ARTIGO: EXCESSO NA ABERTURA DOS CRITÉRIOS PARA POSSE DE ARMAS E SEUS RISCOS
O Decreto 9685/2019 altera
alguns dispositivos do Decreto 5123/2004 – que regula a aplicação da Lei
10826/2003 (Estatuto do Desarmamento). Diversos pontos podem ser objeto de
análise, mas aqui reservaremos o comentário para apenas dois incisos (III e IV do
art. 12, § 7º) do Decreto, os quais têm o efeito prático de permitir, em tese,
a qualquer pessoa pleitear a posse de arma de fogo. Até então, o requisito mais
difícil de preencher era a demonstração de “efetiva necessidade” para se ter em
casa uma arma. A partir de agora, considera-se efetiva necessidade, dentre
outros, residir em zona rural ou residir em zona urbana em estado com
determinado índice anual de homicídio.
O primeiro guarda um risco
social muito grande. Os conflitos em torno da distribuição de terras lidam com
nuanças complexas. Muito mais do que a simplificação polarizada das redes
sociais, são questões referentes à distribuição de terras, política de reforma
agrária, direito de (e à) propriedade e sua função social. Diante do baixo
interesse político por tocar em pauta tão delicada, muitos movimentos populares
encontram na ocupação de terras um mecanismo para gerar pressão política. Com a
abertura para armar os proprietários de terra (que muitas vezes já o faziam,
apesar da proibição legal), os conflitos agrários podem se tornar ainda mais
letais.
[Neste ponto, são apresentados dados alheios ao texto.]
PR #134, opened 2018-03-06
[FIXED JENKINS-49931] Heap Histogram Collection Destabilizes Masters

escoem:
https://issues.jenkins-ci.org/browse/JENKINS-49931

@svanoort @reviewbybees please review.

Now the histogram is disabled by default, thus you will need to enable it either adding a system property _-Dcom.cloudbees.jenkins.support.impl.HeapUsageHistogram.DISABLED=false_ or running  from Script Console the line _com.cloudbees.jenkins.support.impl.HeapUsageHistogram.DISABLED=false_

Yes, the system property and the direct assignment have the same path/name.

### DIFF
--- a/src/main/java/com/cloudbees/jenkins/support/impl/HeapUsageHistogram.java
+++ b/src/main/java/com/cloudbees/jenkins/support/impl/HeapUsageHistogram.java
@@ -33,6 +33,10 @@ public class HeapUsageHistogram extends Component {
     // first 200 classes so 203 lines required because of the header
     private static final int MAX = 203;
 
+    // disabled by default because of JENKINS-49931
+    // to be reviewed in the future.
+    private static /*final*/ boolean DISABLED = Boolean.parseBoolean(System.getProperty(HeapUsageHistogram.class.getCanonicalName() + ".DISABLED", "true"));
+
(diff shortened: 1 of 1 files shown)


src/main/java/com/cloudbees/jenkins/support/impl/HeapUsageHistogram.java
```diff
@@ -33,6 +33,10 @@
     // first 200 classes so 203 lines required because of the header
     private static final int MAX = 203;
 
+    // disabled by default because of JENKINS-49931
+    // to be reviewed in the future.
+    private static /*final*/ boolean DISABLED = Boolean.parseBoolean(System.getProperty(HeapUsageHistogram.class.getCanonicalName() + ".DISABLED", "true"));
```
jglick: BTW use of the negative sense is discouraged. Rather use `ENABLED` and default to false.

Also use `SystemProperties` since we are on Jenkins 2.x now.

escoem: @jglick thanks! I will use ENABLE instead of DISABLE in the future. I have created the https://issues.jenkins-ci.org/browse/JENKINS-50010 in order to let admins enable/disable components through UI, and also a common way to enforce the disable of components as a system property.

Se isso acontecer, corremos o risco de caminhar para uma de duas
possibilidades: os integrantes dos movimentos podem reagir agravando a
violência nas ocupações (isso gera um círculo vicioso de incremento da reação
violenta), o que permite aprofundar a criminalização daqueles; ou desmobilizar
de forma sensível a luta pela distribuição de terras e paralisar a política de
reforma agrária prevista na Constituição.
Com relação ao segundo, a
indicação de um requisito cumulativo (residir em região urbana e UF com
determinado índice de homicídio) pode parecer salutar, mas o critério é
efetivamente vazio. O relatório do IPEA mencionado no texto do Decreto aponta
que todas as Unidades da Federação possuem índice registrado de homicídio acima
de 10 por 100 mil (São Paulo é detentor da menor taxa – 10,9). Como não há, no
relatório, um levantamento por Município, a norma usa como referência a
estatística estadual. Eis aí a insanidade do critério: todos os Estados têm
índices superiores ao referido no texto normativo, logo todas as áreas urbanas
no Brasil se enquadram no requisito.
Apenas com esses dois
incisos, o requisito da “efetiva necessidade” se aplica para todos os que
residem em área urbana ou rural – o que significa essencialmente todo o
residente no Brasil. O principal limite que resta é o econômico: os custos de
armas, cursos e demais formalidades são proibitivos para a maior parte da
população.
Em síntese, por meio do
Decreto, temos o esvaziamento unilateral da Lei 10826/2003, cujo efeito prático
é um retorno à forma anteriormente vigente. Isso é institucionalmente perigoso,
pois, indiretamente, o Poder Executivo neutraliza uma decisão que compete ao
Legislativo. Em segundo lugar, pavimenta um caminho de grandes riscos aos
conflitos fundiários rurais no Brasil. A tendência é perniciosa em todos os
cenários: aumento da letalidade no campo, mais abertura para criminalização dos
movimentos sociais e anulação da pauta da reforma agrária.
Autor:
Felipe Heringer Roxo da Motta, professor do curso de Direito do Centro
Universitário Internacional Uninter.